One of the biggest influences of this period of French music was Gabriel Faure. He is regarded as the bridge between Romanticism and the modernism of the late 20th century. Although he used traditional forms, Faure was known for his innovative harmonic progressions and melodies. Much like Guy Ropartz, Faure was a working composer, first a Professor of composition at the Paris Conservatoire, and in 1905 became the director of the Conservatoire, where he remained until ill health forced him to resign. Faure’s output of works is vast, spanning over 100 songs, plus scores of piano music, sonatas for both violin and cello, as well as many other works including his well-known Requiem. This program features two works originally composed for cello and piano: Elegie (1880) and Sicilienne (1893). Les Berceaux (1879) and Au Bord d’leau (c.1875) are both originally written as vocal works, both part of two bigger cycles of Art Song.

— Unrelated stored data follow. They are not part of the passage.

PR #4588, opened 2024-04-22
KEP-3983: update the beta requirements

sohankunkerkar:
We already have a method to query the Kubelet's full effective configuration, so there's no need to implement that API. We can simply use this query: `kubectl get --raw "/api/v1/nodes/192.168.1.16/proxy/configz"`

  
- One-line PR description:

- Issue link: https://github.com/kubernetes/enhancements/issues/3983

- Other comments:


mrunalp (approved):
/lgtm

Along with Ravel, Claude Debussy is one of the most prominent composers of what is known as Impressionist music. Although he disliked the term for his compositions, impressionist music has a tendency to focus on the moods and emotions aroused by the subject, rather than a detailed “tone-picture.” Impressionist music focuses on “color” via texture and harmonic usage, of which Debussy frequently used chromaticism and non-traditional scales and tonalities. Nuit d’Etoiles (1880) and Les Cloches (1885) are originally composed for voice, while Reverie (1890) is originally a piano composition. All three pieces evoke emotions of dream, sorrow, and reflection of years gone by.